▶ [THE DATA]
PR #3049, opened 2024-03-06
test: fix test breakage caused by external dependency update

aaron-prindle:


JeromeJu (approved):
Thanks @aaron-prindle , LGTM for the patch.

PR #3053, opened 2024-03-07
Fix #3032: Remove query parameters in ADD command when the destinatio…

### LINKED ISSUE #3032: ADD using an url with GET parameters and a directory destination includes the GET parameters in the file name
**Actual behavior**
The GET parameters of the url are included in the filename when the destination is a directory.

**Expected behavior**
The filename should have the GET parameters removed.

**To Reproduce**
1. Create a Dockerfile with the following contents
```
FROM ubuntu:jammy
ADD https://www.w3.org/WAI/ER/tests/xhtml/testfiles/resources/pdf/dummy.pdf?ext=.txt test-dir/
RUN ls -l test-dir
```
3. Build using docker to observe the output from line 3 is 
```
total 16
-rw------- 1 root root 13264 Aug 27  2007 dummy.pdf
```
4. Build using kaniko to observe the output from line 3 is
```
total 16
-rw------- 1 root root 13264 Aug 27  2007 dummy.pdf?ext=.txt
```

**Additional Information**
`gcr.io/kaniko-project/executor@sha256:ac169723b2076f9d5804f4bc05c98397e286da6fdcdd5a09fdc179f06ccb3be1`
 - Location of issue: https://github.com/GoogleContainerTools/kaniko/blob/main/pkg/util/command_util.go#L218
 - Caused by: [filepath.Base()](https://pkg.go.dev/path/filepath#Base) returns the last element of path and does not account for urls with GET parameters
 
prima101112:
Fixes #3032 

**problem**

`ADD https://something?asd dir/` filename returned something?asd

**expected : and fixed**

the filename should be `something`

**Description**

fix filename.Base still returning query params

**Submitter Checklist**

review them:

- [  ] Adds integration tests if needed.

**Reviewer Notes**

**Release Notes**

```
- fix #3032 

```

### DIFF
--- a/pkg/util/command_util.go
+++ b/pkg/util/command_util.go
@@ -216,11 +216,17 @@ func URLDestinationFilepath(rawurl, dest, cwd string, envs []string) (string, er
 		}
 		return dest, nil
 	}
-	urlBase := extractFilename(rawurl)
-	urlBase, err := ResolveEnvironmentReplacement(urlBase, envs, true)
+
+	urlBase, err := ResolveEnvironmentReplacement(rawurl, envs, true)
 	if err != nil {
 		return "", err
 	}
+
+	urlBase, err = extractFilename(urlBase)
+	if err != nil {
+		return "", err
+	}
+
 	destPath := filepath.Join(dest, urlBase)
 
 	if !filepath.IsAbs(dest) {
@@ -472,9 +478,11 @@ func getUID(userStr string) (uint32, error) {
 }
 
 // ExtractFilename extracts the filename from a URL without its query url
-func extractFilename(rawURL string) string {
-	// not necessarily return an error, due to parsing ambiguities https://pkg.go.dev/net/url#Parse
-	parsedURL, _ := url.Parse(rawURL)
+func extractFilename(rawURL string) (string, error) {
+	parsedURL, err := url.Parse(rawURL)
+	if err != nil {
+		return "", err
+	}
 	filename := filepath.Base(parsedURL.Path)
-	return filename
+	return filename, nil
 }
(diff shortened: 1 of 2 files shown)


prima101112:
@JeromeJu is this enough? or should i open new PR?

prima101112:
@JeromeJu sorry there was error linter fixed that the test should passed

pkg/util/command_util.go
```diff
@@ -469,3 +469,11 @@ func getUID(userStr string) (uint32, error) {
 	}
 	return uint32(uid), nil
 }
+
+// ExtractFilename extracts the filename from a URL without its query url
+func extractFilename(rawURL string) string {
+	// not necessarily return an error, due to parsing ambiguities https://pkg.go.dev/net/url#Parse
+	parsedURL, _ := url.Parse(rawURL)
```
aaron-prindle, line 476: I see the comment above but can you explain why we don't surface or bubble up this error?   From the url.Parse docs

```
// The url may be relative (a path, without a host) or absolute
// (starting with a scheme). Trying to parse a hostname and path
// without a scheme is invalid but may not necessarily return an
// error, due to parsing ambiguities.
```

I believe we should bubble up this error, let me know if that makes sense or there is some issue that occurs when doing this.  I believe the COPY value when in this method `URLDestinationFilepath` should have a scheme so we should respect the error

aaron-prindle:
Thanks for the PR @prima101112!  Left one comment related to bubbling up the `err` from `url.Parse`

pkg/util/command_util.go
prima101112: Hi @aaron-prindle 

Thanks, I thought that the filepath example.com/thefile.txt would return an error since it doesn't have the scheme, but it actually doesn't. Thanks for the comment. I've already fixed it and switched the execution order, with ResolveEnvironmentReplacement being executed before extractFilename, i think thats better to replace the env first.

kindly check

aaron-prindle (approved):
LGTm, thanks for the PR @prima101112!

Issue #3124, opened 2024-04-19
[TEST FLAKE] Intermittently seeing - `No such image: localhost:5000/<test-image>`


aaron-prindle:
Currently multiple PRs are seeing the below CI/CD test flake error:
```
        integration_test.go:609: Couldn't get details from image reference for (localhost:5000/docker-dockerfile_test_copyadd_chmod): Couldn't get reference to image localhost:5000/docker-dockerfile_test_copyadd_chmod from daemon: Error response from daemon: No such image: localhost:5000/docker-dockerfile_test_copyadd_chmod:latest
```

where the actual image reference is subject to change.  

I believe this is due to some changes on the GitHub action runner VM or VM image.  Currently this is a flake as some PRs are still able to get all green tests while some seem hit by this.  Still root causing this rcurrently 

Previous runs with this flake (this same PR would succeed [green tests] with no changes in later attempts):
https://github.com/GoogleContainerTools/kaniko/actions/runs/8682504136/job/23807123764#step:7:73

mschneider82:
The integration_test did not find the image which was build with `docker` command. The `BuildDockerImage()` call ignored the returned error. I opened a PR to fix this. After that lets see whats wrong with the build on the chmod issue.

mschneider82:
Solved by #3131 Close this

aaron-prindle:
This was related to DOCKER_BUILDIT not being set in some test envMaps.   In the future, we will likely need to update the test envMap for previous and new tests:

https://github.com/GoogleContainerTools/kaniko/pull/3119#issuecomment-2068932322

Closing, will open a new issue to track that work

PR #3119, opened 2024-04-18
Added --chmod for ADD and COPY commands. Fixes #2850 and #1751

mschneider82:
Fixes #2850 and #1751

**Description**

I have added --chmod feature for ADD and COPY command.

```
[36mINFO[0m[0004] ADD --chmod=644 https://xxx/test.gpg /etc/apt/trusted.gpg.d/ 
[36mINFO[0m[0004] RUN ls -la /etc/apt/trusted.gpg.d/test.gpg 
[36mINFO[0m[0007] Cmd: /bin/sh                                 
[36mINFO[0m[0007] Args: [-c ls -la /etc/apt/trusted.gpg.d/test.gpg] 
[36mINFO[0m[0007] Running: [/bin/sh -c ls -la /etc/apt/trusted.gpg.d/test.gpg] 
-rw-r--r-- 1 root root 1545 May  5  2023 /etc/apt/trusted.gpg.d/test.gpg
```

**Submitter Checklist**

These are the criteria that every PR should meet, please check them off as you
review them:

- [X] Includes [unit tests](../DEVELOPMENT.md#creating-a-pr)
- [X] Adds integration tests if needed.

**Reviewer Notes**

- [ ] The code flow looks good. 
- [ ] Unit tests and or integration tests added.

**Release Notes**

```
- kaniko now supports setting --chmod on ADD and COPY commands.
```

PR #3131, opened 2024-04-22
fail on error on build with docker

mschneider82:
@aaron-prindle  i think this will show the error from build #3119

The build with docker command did not exit on error.


mschneider82:
should fix #3124

PR #3157, opened 2024-05-10
feat: add --skip-snapshot arg which skips all build snapshots

### LINKED ISSUE #1615: Suggestion: --snapshotMode=skip
I expect that my use-case is *well* out of scope for Kaniko, but it actually works great for it and I wanted to propose a small improvement which would be of help with it.

Basically what I've done is prepared a virtualization appliance (ovf) which on startup pulls and unpacks a container image onto its own filesystem, and then reboots into it as a VM with no containerization layer. This has the benefit of being simple for users who expect/need a VM, while also allowing lots of flexibility in how to prepare and use this image.

The core of the implementation is shipping the kaniko binary, plus a trivial Dockerfile which starts `FROM` the image I want, and then afterward has some `RUN` lines to install and set up the kernel, bootloader, etc. So then it's just an init script which basically does:

```
/kaniko/executor --dockerfile Dockerfile --no-push
/usr/bin/rm /kaniko
[kexec/reboot into new kernel]
```

But despite `--no-push`, this still takes the time afterward to crawl the whole filesystem looking for changes:

```
INFO[0489] Taking snapshot of full filesystem...        
INFO[0517] No files were changed, appending empty layer to config. No layer added to image. 
INFO[0517] Skipping push to container registry due to --no-push flag 
```

Assuming there's a valid use-case for Kaniko to create the image when passed `--no-push`, could there either be a no-op snapshot mode, or perhaps a similar `--no-snapshot` flag? Alternatively, I'd be happy to hear if there are suggestions for other, possibly lower-level tools which would handle the "Pull multi-layer image from registry, unpack it to `/`" piece of the puzzle.

wussh:
Fixes #1615 

**Description**

This PR introduces new flags, --skip-snapshot, enhancing the build process. The --skip-snapshot flag allows users to skip all snapshots during the build, potentially speeding up the process.

**Submitter Checklist**

review them:

**Reviewer Notes**

**Release Notes**

```
- Added flags `--skip-snapshot` to enhance build process.
```

### DIFF
--- a/README.md
+++ b/README.md
@@ -100,6 +100,7 @@ _If you are interested in contributing to kaniko, see
       - [Flag `--skip-default-registry-fallback`](#flag---skip-default-registry-fallback)
       - [Flag `--reproducible`](#flag---reproducible)
       - [Flag `--single-snapshot`](#flag---single-snapshot)
+      - [Flag `--skip-snapshot`](#flag---skip-snapshot)
       - [Flag `--skip-push-permission-check`](#flag---skip-push-permission-check)
       - [Flag `--skip-tls-verify`](#flag---skip-tls-verify)
       - [Flag `--skip-tls-verify-pull`](#flag---skip-tls-verify-pull)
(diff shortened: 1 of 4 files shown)


zppinho:
Looking forward for this optimization

PR #3181, opened 2024-05-28
Enable pushing cache with --no-push

### LINKED ISSUE #3180: Support pushing cache even when using `--no-push`
**Actual behavior**
When using `--no-push` with `--cache=true` (and `--cache-repo=my-reg`) Kaniko will not push any cached layers to the registry.
```
INFO[0007] Pushing layer my-reg/cache/52445215:35656a0e1... to cache now 
INFO[0007] Skipping push to container registry due to --no-push flag 
```
This is undocumented and a bit unexpected given the presence of the `--no-push-cache` flag.

**Expected behavior**
Be able to not push the final image with `--no-push` but still benefit from cache being pushed.

**Additional Information**
Our use-case and workflow is that we do not push images immediately after Kaniko builds them, but instead save them as `tar`s (`--tar-path`) and then scan them with a container vulnerability scanner in the CI pipeline. Once that's passed the `tar` image is pushed to the registry. 

It seems like this used to work before https://github.com/GoogleContainerTools/kaniko/pull/3132/files was merged. It seems to fix an issue (#2752) that probably should have used the `--no-push-cache` option instead of the `--no-push` option.

Ideally the cache should be pushed as long as the `--no-push-cache` flag is not provided, regardless of the `--no-push` being present or not.
 
 | Please check if this a new feature you are proposing        | <ul><li>- [X] </li></ul>|
 | Please check if the build works in docker but not in kaniko |  N/A | 
 | Please check if this error is seen when you use `--cache` flag | <ul><li>- [X] </li></ul>|
 | Please check if your dockerfile is a multistage dockerfile | <ul><li>- [X] </li></ul>|

leosunmo:
Make sure we check --no-cache-push instead of --no-push when deciding whether to push cache or not.

Fixes #3180

**Description**
Allows for pushing to cache even if `--no-push` is enabled. This is useful in scenarios where you want to benefit (and contribute) to cache but ultimately save the image to a tar file, for example when container scanning in CI pipelines. 

**Submitter Checklist**

review them:

**Reviewer Notes**

**Release Notes**

Enable pushing cache even when `--no-push` is provided. To disable pushing cache, use `--no-push-cache`.

### DIFF
--- a/pkg/executor/push.go
+++ b/pkg/executor/push.go
@@ -398,8 +398,8 @@ func pushLayerToCache(opts *config.KanikoOptions, cacheKey string, tarPath strin
 		return errors.Wrap(err, "appending layer onto empty image")
 	}
 	cacheOpts := *opts
-	cacheOpts.TarPath = ""         // tarPath doesn't make sense for Docker layers
-	cacheOpts.NoPush = opts.NoPush // we don't want to push cached layers if no push is specified
+	cacheOpts.TarPath = ""              // tarPath doesn't make sense for Docker layers
+	cacheOpts.NoPush = opts.NoPushCache // we do not want to push cache if --no-push-cache is set.
 	cacheOpts.Destinations = []string{cache}
 	cacheOpts.InsecureRegistries = opts.InsecureRegistries
 	cacheOpts.SkipTLSVerifyRegistries = opts.SkipTLSVerifyRegistries


aaron-prindle (approved):
Thanks @leosunmo for the fix and explanation here.  LGTM

PR #169, opened 2015-08-14
feat(operator): add ensure

trxcllnt:


blesh:
I'm unfamiliar with the `ensure` operator. Isn't this `finally`?

staltz:
@blesh yup

```js
observableProto.ensure = ensure;
observableProto.finally = ensure;
```

blesh:
Weird, that's undocumented in the current version. 

@trxcllnt can we rename the file and commit to `finally`? I don't really care if there's an alias or not, but I'd bet most people, including myself, would look for a `finally.ts` if they were trying to locate the code behind this operator. I'd wager that most people only use `finally`.

Otherwise this looks good to me.

mattpodwysocki:
@blesh I'm with you as `finally` makes more sense here when it comes to something happening as we already have `catch`, why not `finally`?  We're not like Ruby with `rescue` and `ensure`.

trxcllnt:
closed in 526e4c92f0a2b1670aebf7cde39063657f47b684.

mattpodwysocki:
@blesh @trxcllnt and since it was undocumented, it has been subsequently removed from RxJS v3.0.1 because I wanted to limit aliases in RxJS v3.0, so I would expect us to remove `ensure` as well here.  I had forgotten those aliases existed in 2.x so they are now gone

blesh:
Well, this PR has been merged with [this commit](https://github.com/ReactiveX/RxJS/commit/526e4c92f0a2b1670aebf7cde39063657f47b684), so I'll keep it closed... so we'll need another `chore(operator): remove ensure alias` PR

Issue #174, opened 2015-08-14
chore(operator) : remove ensure alias for finally


mattpodwysocki:
This will allow us to remove the `ensure` alias from `finally` as it has already been removed from RxJS v3.0.1

blesh:
closed by 3f743ab12476f0b689c79a68637dff2f1cd1d475

PR #176, opened 2015-08-14
Removing ensure alias for finally

mattpodwysocki:
Fixes Issue #174 which removes the ensure alias for finally


blesh:
Ah, crap... should have asked you to change the commit message to `chore(operator): removing ensure` ... I guess it doesn't matter in this case.

(I'd like to use the Changelog generation tooling that the @jeffbcross and friends have)

mattpodwysocki:
@blesh so noted in the future, thanks

PR #181, opened 2015-08-17
feat(operator): add skipUntil

blesh:


blesh:
oops... looks like I conflated two PR branches here...

PR #185, opened 2015-08-18
feat(operator): Add do operator.

trxcllnt:


mattpodwysocki:
Do we not want Observer support here as well in addition to the three main functions?

trxcllnt:
@mattpodwysocki we do, but I need this now for my work on Falcor right now. Should also probably be `doObserver` or something similar, as we've decided against polymorphic functions for performance reasons.

mattpodwysocki:
@trxcllnt then are we going to support `doOnNext` etc to handle `onNext` calls, and for all of the other verbiage like we have in the current as well?

trxcllnt:
@mattpodwysocki I don't see why not.

PR #189, opened 2015-08-20
chore(operator): fix API signatures for merge, concat, combineLatest …

### LINKED ISSUE #184: Proposal: Argument order in concat, merge, zip, concatLatest should be changed
Currently the arguments for both `concat` and `merge` having optional arguments *first* with splat params for Observables after:

### Current

```js
merge(scheduler?:Scheduler, concurrent?:number, ...observables:Array<Observable<T>>)
concat(scheduler?:Scheduler, ...observables:Array<Observable<T>>)
```

### Proposed

I'd like to change the order and remove the splat params:

```js
merge(observables: Array<Observable<T>>, concurrent?:number, scheduler?:Scheduler)
concat(observables: Array<Observable<T>>, scheduler?:Scheduler)
```

Reasons are as follows:

- any function that has an optional Scheduler argument should have that argument be the last argument, for consistency.
- Passing an array rather than splat params means we no longer have to analyze  the `arguments` object and do any `slice` trickery to get the array of Observables out of it, and should optimize better.
- Having all optional arguments come last means we no longer have to do any `typeof` assertions to figure out what argument is what.

(TLDR: less polymorphic functions)

blesh:
…and zip

closes #184

### DIFF
--- a/package.json
+++ b/package.json
@@ -43,6 +43,7 @@
     "benchmark": "^1.0.0",
     "benchpress": "^2.0.0-alpha.25",
     "browserify": "^11.0.0",
+    "colors": "^1.1.2",
     "glob": "^5.0.10",
     "http-server": "^0.8.0",
     "jasmine": "^2.3.1",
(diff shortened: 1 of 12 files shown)


blesh:
oops, accidentally left some micro perf tests commented out...

PR #190, opened 2015-08-20
Change CJS and AMD build steps to use typescript compiler

jeffbcross:


jeffbcross:
I'm looking into the Travis failure. Tests were passing at some point, but I made a few changes.

jeffbcross:
Not sure why the takeUntil test is failing, though I've been experiencing some flakes with other tests like skipUntil when testing locally, even on master branch without these changes.

trxcllnt:
@jeffbcross it's a difference in timing between your local env and the CI server. this will be cleared up when I do the virtual time stuff. this PR lgtm

blesh:
> this will be cleared up when I do the virtual time stuff

Yup, that's going to be a big deal .... I definitely need it to refactor the tests for `throttle` and `debounce`

blesh:
FWIW... the test in question can be fixed (for now) by adding larger delays to the tests.

trxcllnt:
closed by abe9a2418af67e09df7d0085f5c7bb63edd6bff2.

▶ [WHAT TO PRODUCE] The reply should hold only the lines from the first line of the listing above through the line with "The GET parameters of", each copied exactly.

▶ [RESULT OF THE EXERCISE]
PR #3049, opened 2024-03-06
test: fix test breakage caused by external dependency update

aaron-prindle:


JeromeJu (approved):
Thanks @aaron-prindle , LGTM for the patch.

PR #3053, opened 2024-03-07
Fix #3032: Remove query parameters in ADD command when the destinatio…

### LINKED ISSUE #3032: ADD using an url with GET parameters and a directory destination includes the GET parameters in the file name
**Actual behavior**
The GET parameters of the url are included in the filename when the destination is a directory.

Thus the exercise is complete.